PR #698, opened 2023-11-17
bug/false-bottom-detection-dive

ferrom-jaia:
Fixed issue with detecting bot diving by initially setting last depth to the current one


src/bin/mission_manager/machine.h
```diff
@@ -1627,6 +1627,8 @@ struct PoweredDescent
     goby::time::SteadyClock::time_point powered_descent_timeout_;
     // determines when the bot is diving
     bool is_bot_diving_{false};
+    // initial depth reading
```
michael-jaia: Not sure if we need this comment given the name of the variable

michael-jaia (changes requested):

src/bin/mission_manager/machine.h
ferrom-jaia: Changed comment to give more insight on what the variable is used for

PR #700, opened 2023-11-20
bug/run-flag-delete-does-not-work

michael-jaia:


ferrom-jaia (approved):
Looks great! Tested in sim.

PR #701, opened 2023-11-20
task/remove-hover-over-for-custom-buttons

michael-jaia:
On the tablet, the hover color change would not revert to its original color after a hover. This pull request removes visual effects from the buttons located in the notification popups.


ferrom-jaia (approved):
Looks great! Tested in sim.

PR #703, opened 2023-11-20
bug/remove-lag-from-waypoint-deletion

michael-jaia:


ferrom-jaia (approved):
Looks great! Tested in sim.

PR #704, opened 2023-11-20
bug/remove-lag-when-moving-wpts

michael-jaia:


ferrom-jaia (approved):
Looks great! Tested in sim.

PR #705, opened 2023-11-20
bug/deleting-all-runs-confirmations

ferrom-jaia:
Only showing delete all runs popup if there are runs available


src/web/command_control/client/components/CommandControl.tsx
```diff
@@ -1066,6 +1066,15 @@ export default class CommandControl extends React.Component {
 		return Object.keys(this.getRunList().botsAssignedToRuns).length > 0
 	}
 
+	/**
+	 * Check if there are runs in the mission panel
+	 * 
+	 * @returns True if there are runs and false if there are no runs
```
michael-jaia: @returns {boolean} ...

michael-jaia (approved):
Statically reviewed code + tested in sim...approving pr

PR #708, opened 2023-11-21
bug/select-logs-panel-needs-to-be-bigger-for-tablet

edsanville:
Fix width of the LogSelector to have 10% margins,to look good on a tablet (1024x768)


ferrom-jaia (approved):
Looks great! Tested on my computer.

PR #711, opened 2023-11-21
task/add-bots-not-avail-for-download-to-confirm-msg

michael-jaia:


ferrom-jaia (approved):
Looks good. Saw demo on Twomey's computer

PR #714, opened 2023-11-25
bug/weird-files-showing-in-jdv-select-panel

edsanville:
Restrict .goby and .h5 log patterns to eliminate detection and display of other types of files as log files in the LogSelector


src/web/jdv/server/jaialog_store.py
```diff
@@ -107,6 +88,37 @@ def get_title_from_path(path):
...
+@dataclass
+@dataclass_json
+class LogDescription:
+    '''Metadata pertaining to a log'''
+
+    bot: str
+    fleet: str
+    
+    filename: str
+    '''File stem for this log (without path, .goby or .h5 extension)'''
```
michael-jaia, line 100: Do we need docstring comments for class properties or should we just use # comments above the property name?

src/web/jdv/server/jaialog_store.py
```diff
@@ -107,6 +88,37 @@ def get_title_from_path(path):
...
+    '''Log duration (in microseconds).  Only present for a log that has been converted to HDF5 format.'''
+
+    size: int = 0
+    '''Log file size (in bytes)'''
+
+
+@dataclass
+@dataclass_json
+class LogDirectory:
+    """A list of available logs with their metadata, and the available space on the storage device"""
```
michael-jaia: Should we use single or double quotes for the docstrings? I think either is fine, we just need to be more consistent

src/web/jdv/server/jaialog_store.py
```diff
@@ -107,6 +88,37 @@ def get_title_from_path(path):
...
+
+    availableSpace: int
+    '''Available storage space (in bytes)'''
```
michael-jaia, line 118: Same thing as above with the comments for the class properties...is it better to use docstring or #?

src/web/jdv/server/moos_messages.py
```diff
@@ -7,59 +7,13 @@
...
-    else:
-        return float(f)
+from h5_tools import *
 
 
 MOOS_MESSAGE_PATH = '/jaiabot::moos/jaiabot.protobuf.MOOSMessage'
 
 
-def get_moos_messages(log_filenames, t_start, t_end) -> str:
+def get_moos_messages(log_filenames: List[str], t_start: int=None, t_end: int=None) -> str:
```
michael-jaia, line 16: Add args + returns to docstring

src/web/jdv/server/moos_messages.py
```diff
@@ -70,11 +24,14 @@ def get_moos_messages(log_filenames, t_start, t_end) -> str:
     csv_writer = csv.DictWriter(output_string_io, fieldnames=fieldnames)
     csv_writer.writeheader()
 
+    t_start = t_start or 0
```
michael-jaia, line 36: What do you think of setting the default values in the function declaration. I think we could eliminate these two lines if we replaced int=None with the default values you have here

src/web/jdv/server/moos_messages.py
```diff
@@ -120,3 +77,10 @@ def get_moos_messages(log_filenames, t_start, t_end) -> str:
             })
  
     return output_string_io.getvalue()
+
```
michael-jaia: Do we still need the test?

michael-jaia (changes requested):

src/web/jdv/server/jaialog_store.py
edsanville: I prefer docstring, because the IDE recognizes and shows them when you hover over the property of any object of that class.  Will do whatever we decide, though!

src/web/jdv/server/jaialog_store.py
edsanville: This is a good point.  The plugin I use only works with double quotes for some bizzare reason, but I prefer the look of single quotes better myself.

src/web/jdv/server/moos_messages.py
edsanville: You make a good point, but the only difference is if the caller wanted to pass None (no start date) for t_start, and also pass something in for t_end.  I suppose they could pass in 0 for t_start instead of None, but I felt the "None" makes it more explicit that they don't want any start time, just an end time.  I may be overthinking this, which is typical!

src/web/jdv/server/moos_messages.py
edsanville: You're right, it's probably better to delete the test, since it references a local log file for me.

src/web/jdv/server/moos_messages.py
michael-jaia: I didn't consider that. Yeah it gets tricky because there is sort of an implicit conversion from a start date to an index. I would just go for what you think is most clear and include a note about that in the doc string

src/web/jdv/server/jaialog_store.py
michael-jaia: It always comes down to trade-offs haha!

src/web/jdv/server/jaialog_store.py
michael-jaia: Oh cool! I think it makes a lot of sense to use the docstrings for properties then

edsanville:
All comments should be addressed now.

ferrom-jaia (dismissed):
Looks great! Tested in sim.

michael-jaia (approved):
- - - - - - -
**TASK BRIEF:** Restate word for word the entries above, starting at the line with "Only showing delete" and ending at the line with "PR #711, opened 2023-11-21", inclusive, and no others.

**ANSWER BELOW:**
Only showing delete all runs popup if there are runs available


src/web/command_control/client/components/CommandControl.tsx
```diff
@@ -1066,6 +1066,15 @@ export default class CommandControl extends React.Component {
 		return Object.keys(this.getRunList().botsAssignedToRuns).length > 0
 	}
 
+	/**
+	 * Check if there are runs in the mission panel
+	 * 
+	 * @returns True if there are runs and false if there are no runs
```
michael-jaia: @returns {boolean} ...

michael-jaia (approved):
Statically reviewed code + tested in sim...approving pr

PR #708, opened 2023-11-21
bug/select-logs-panel-needs-to-be-bigger-for-tablet

edsanville:
Fix width of the LogSelector to have 10% margins,to look good on a tablet (1024x768)


ferrom-jaia (approved):
Looks great! Tested on my computer.

PR #711, opened 2023-11-21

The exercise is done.